**TASK**
Type the records out again in full, exactly.
[EXERCISE MATERIALS Boundary: Start]
PR #318, opened 2019-01-09
feat(data-structures): Add encode and decode to transaction structure

lrubiorod:
Co-authored-by: Tommytrg <tomastrg22@gmail.com>

Implemented encode and decode functions to Transaction Command
Add build_transaction test

### DIFF
--- a/data_structures/src/serializers/decoders.rs
+++ b/data_structures/src/serializers/decoders.rs
@@ -129,7 +129,17 @@ impl TryFrom<Vec<u8>> for Message {
                 .and_then(|peers| create_peers_message(PeersWitnetArgs { magic, peers }))
                 .ok_or(""),
 
-            protocol::Command::Transaction => panic!("Unimplemented"), // Unimplemented,
+            protocol::Command::Transaction => message
+                .command_as_transaction()
+                .and_then(|transaction| {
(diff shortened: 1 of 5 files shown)


data_structures/src/serializers/encoders.rs
```diff
@@ -464,6 +487,32 @@ fn build_block_message_flatbuffer<'a>(
     build_message_flatbuffer(builder, block_message_wipoffset)
 }
 
+// Build a Transaction flatbuffer to encode a Witnet's Block message
```
jrmoreau:
```suggestion
// Build a Transaction flatbuffer to encode a Witnet Block message
```

data_structures/src/serializers/decoders.rs
```diff
@@ -130,7 +130,17 @@ impl TryFrom<Vec<u8>> for Message {
...
+            protocol::Command::Transaction => message
+                .command_as_transaction()
+                .and_then(|transaction| {
+                    let transaction = create_transaction(transaction);
+                    Some(Message {
+                        kind: Command::Transaction(transaction),
+                        magic,
+                    })
+                })
+                .ok_or(""),
```
anler: Would be nice to use an appropriate error message and not just `""`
[EXERCISE MATERIALS Boundary: End]
**WRITTEN SOLUTION**
PR #318, opened 2019-01-09
feat(data-structures): Add encode and decode to transaction structure

lrubiorod:
Co-authored-by: Tommytrg <tomastrg22@gmail.com>

Implemented encode and decode functions to Transaction Command
Add build_transaction test

### DIFF
--- a/data_structures/src/serializers/decoders.rs
+++ b/data_structures/src/serializers/decoders.rs
@@ -129,7 +129,17 @@ impl TryFrom<Vec<u8>> for Message {
                 .and_then(|peers| create_peers_message(PeersWitnetArgs { magic, peers }))
                 .ok_or(""),
 
-            protocol::Command::Transaction => panic!("Unimplemented"), // Unimplemented,
+            protocol::Command::Transaction => message
+                .command_as_transaction()
+                .and_then(|transaction| {
(diff shortened: 1 of 5 files shown)


data_structures/src/serializers/encoders.rs
```diff
@@ -464,6 +487,32 @@ fn build_block_message_flatbuffer<'a>(
     build_message_flatbuffer(builder, block_message_wipoffset)
 }
 
+// Build a Transaction flatbuffer to encode a Witnet's Block message
```
jrmoreau:
```suggestion
// Build a Transaction flatbuffer to encode a Witnet Block message
```

data_structures/src/serializers/decoders.rs
```diff
@@ -130,7 +130,17 @@ impl TryFrom<Vec<u8>> for Message {
...
+            protocol::Command::Transaction => message
+                .command_as_transaction()
+                .and_then(|transaction| {
+                    let transaction = create_transaction(transaction);
+                    Some(Message {
+                        kind: Command::Transaction(transaction),
+                        magic,
+                    })
+                })
+                .ok_or(""),
```
anler: Would be nice to use an appropriate error message and not just `""`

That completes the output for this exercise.